Below the Quote on Daily Market Commentary for December 09th 2025 by By Siddhartha Khemka - Head of Research, Wealth Management, Motilal Oswal Financial Services Ltd

 

Indian equities traded weaker on Tuesday, with Nifty recouping part of its early losses but still closing 0.5% lower, down 121 pts. The index extended the previous session’s slide as investors stayed cautious ahead of the US Fed rate decision and lingering uncertainty around a potential US–India trade agreement. Sentiment was further pressured by reports that US President Trump may consider imposing new tariffs on Indian rice, signalling that trade negotiations remain unresolved. After an extended spell of weakness, the broader markets recovered, offering relief and easing pressure on the headline indices.

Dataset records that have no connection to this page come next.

PR #533, opened 2020-10-30
Refactor of Synth and Voice into a pimpl pattern

paulfd:
- Introduced a "VoiceList" `std::vector` proxy to hold the voices. This new structure belongs in the synth and hold the `getVoiceById` method. Note that since Voices are "pimpled", `VoiceList` holds `Voice` objects instead of `std::unique_ptr<Voice>` ones. This require custom moves in the Voice, in particular to handle the intrusive `SisterVoiceRing`.
- Updated the code style to have `_` suffixes to private variables.
- The `ccInitialValues` structure was basically unused, so for now the `MidiState` is the holder of the ground truth of CC values. Upon reset, CC 7, 10 and 11 are forced to their default values. Should we also reset all the others?

I'm testing on platforms now, but @jpcima maybe you can check that in principle you agree with the technical direction and choices in there. I might continue to refactor parts of it as I go.


jpcima:
It's agreed, just some remarks I can think of
- it might be interesting to move some polyphony logic out of `Synth` if possible and inside the `VoiceList`. (potentially upgrade it into a `VoiceManager`)
- the CC initial values are not unused, I will have interest in these for UI interaction, because the knobs of the CC tab need be associated with a default value.
- I don't have a strong opinion regarding the CC reset. Let's do like aria?

paulfd:
> It's agreed, just some remarks I can think of
> 
>     * it might be interesting to move some polyphony logic out of `Synth` if possible and inside the `VoiceList`. (potentially upgrade it into a `VoiceManager`)

Ok I'll think about it more !

>     * the CC initial values are not unused, I will have interest in these for UI interaction, because the knobs of the CC tab need be associated with a default value.

OK so it's more to know where to reset the value if asked by the UI? In this case, my bad, I'll revert it.

Any idea about the clang tidy check failing? I'm a bit at a loss, there's no argument to this constructor..
```
/home/travis/build/sfztools/sfizz/src/sfizz/Synth.cpp:381:17: error: Function taking 2 arguments is called with fewer (1) [clang-analyzer-core.CallAndMessage,-warnings-as-errors]

    impl_.reset(new Impl);
```

paulfd:
Maybe just review that the structure is okay. I "mostly" changed the way the polyphony checks and voice stealing are handled, but these had a hefty test coverage.

jpcima:
The structure looks very reasonable.
There is some code-style remarks, which I'll rather note in the proper issue.
Go ahead and merge if you wish, this is sure to save me some future conflicts with another piece of work.

jpcima:
Thanks. This had a problem of mismatches `class/struct Region`, I fixed this with a commit in develop.

PR #540, opened 2020-11-02
Add OSC and plugin-side communication

jpcima:
This implements the OSC message protocol.
- serialization routines in `sfizz_message.h` + tests
- sfizz client API for sending to synth and receiving
- a skeleton of a message matcher by hashing
- a VST implementation over FIFO buffer
- a LV2 implementation over custom binary atoms (not osc.lv2 extension, that's for another time)
- communicating the messages with UI in both directions

not implemented:
- actual messages that will interest us (cf. `SynthMessaging.cpp`)

### DIFF
--- a/lv2/sfizz.c
+++ b/lv2/sfizz.c
@@ -148,6 +148,7 @@ typedef struct
     LV2_URID sfizz_log_status_uri;
     LV2_URID sfizz_check_modification_uri;
     LV2_URID sfizz_active_voices_uri;
+    LV2_URID sfizz_osc_blob_uri;
     LV2_URID time_position_uri;
     LV2_URID time_bar_uri;
     LV2_URID time_bar_beat_uri;
@@ -158,6 +159,7 @@ typedef struct
 
     // Sfizz related data
     sfizz_synth_t *synth;
+    sfizz_client_t *client;
     bool expect_nominal_block_length;
     char sfz_file_path[MAX_PATH_SIZE];
     char scala_file_path[MAX_PATH_SIZE];
@@ -181,6 +183,9 @@ typedef struct
 
     // Paths
     char bundle_path[MAX_BUNDLE_PATH_SIZE];
+
+    // OSC
+    uint8_t osc_temp[OSC_TEMP_SIZE];
 } sfizz_plugin_t;
 
 enum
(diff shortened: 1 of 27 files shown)


lv2/sfizz.c
```diff
@@ -423,6 +429,28 @@ sfizz_lv2_update_timeinfo(sfizz_plugin_t *self, int delay, int updates)
...
+    if (osc_size > OSC_TEMP_SIZE)
+        return;
+
+    bool write_ok =
+        lv2_atom_forge_frame_time(&self->forge, 0) &&
+        lv2_atom_forge_atom(&self->forge, osc_size, self->sfizz_osc_blob_uri) &&
+        lv2_atom_forge_raw(&self->forge, osc_temp, osc_size);
+    lv2_atom_forge_pad(&self->forge, osc_size);
+
+    (void)write_ok;
```
paulfd, line 451: Why not testing this?

paulfd (approved):

paulfd (approved):
Ok it looks good ! I'll give it a try soon to replace/add introspection (e.g. remove the getRegionView type of comments for the tests, it'd be nice to be able to test directly the public API for this).

lv2/sfizz.c
jpcima: It's false when the port buffer is full. There is no recovery to take if this happens, at best we could log this as a warning.

jpcima:
Ok, the plan was to do this by request and reply in a form like this.
- getting: `/region/1/sample` (no args) -> `/region/1/sample` (arg: "s")
- setting: `/region/1/sample` (arg: "s")

Also there is possibility of handling a wildcard message for querying all at once
- `/region/*/sample` -> `/region/1/sample`, `/region/[...]/sample`, `/region/N/sample` (arg: "s")

There exists a "OSC best practices" pdf somewhere, which has some guidelines to follow in this regard.

src/sfizz/SynthMessaging.cpp
```diff
@@ -0,0 +1,81 @@
...
+    while (unsigned char c = *path++) {
+        if (!absl::ascii_isdigit(c))
+            h = hashByte(c, h);
+        else {
+            h = hashByte('&', h);
+            while (absl::ascii_isdigit(*path))
+                ++path;
+        }
+    }
+    h = hashByte(',');
```
paulfd: Should be `h = hashByte(',', h);`

PR #547, opened 2020-11-12
Add API to process CC events received by automation

jpcima:
This API allows to receive CC values without having them interpreted as MIDI events.
For instance, this API would permit to turn a UI knob attached to the CC 121, without triggering an avalanche of reset events.


paulfd:
I wonder if then we'd also "ignore" the volume and pan midi defaults then?

jpcima:
> I wonder if then we'd also "ignore" the volume and pan midi defaults then?

No, think of it really in context of automation.
It's not a cause of problems to automate the CC7/10 by either MIDI or knob.

paulfd (approved):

The Nifty Midcap100 gained 0.3% and the Smallcap100 advanced 1.1%, cushioning the impact of global uncertainties. Sectoral trends were mixed. Nifty PSU Bank rose 1.2% followed by Nifty Realty at +0.9%, indicating rotation into domestic-facing themes. On the flip side, Nifty IT fell 1.2%, extending losses for the second day on profitbooking, while Nifty Auto slipped 0.6%. India’s life insurance industry posted its strongest growth in nearly three years, with individual WRP up ~27% YoY in Nov’25. Private players’ share rose to ~75%, supported by GST-driven affordability, focus on traditional products, and wider distribution expansion, suggesting sustained momentum ahead. Key economic data due today include US JOLTS job openings and China CPI. Tomorrow’s US Fed interest rate decision remains the main catalyst for global markets. We expect the headline indices to remain range-bound in the near term, with stock-specific action and the broader market recovery likely to continue. Markets will track global cues while awaiting the Fed’s policy stance for further direction.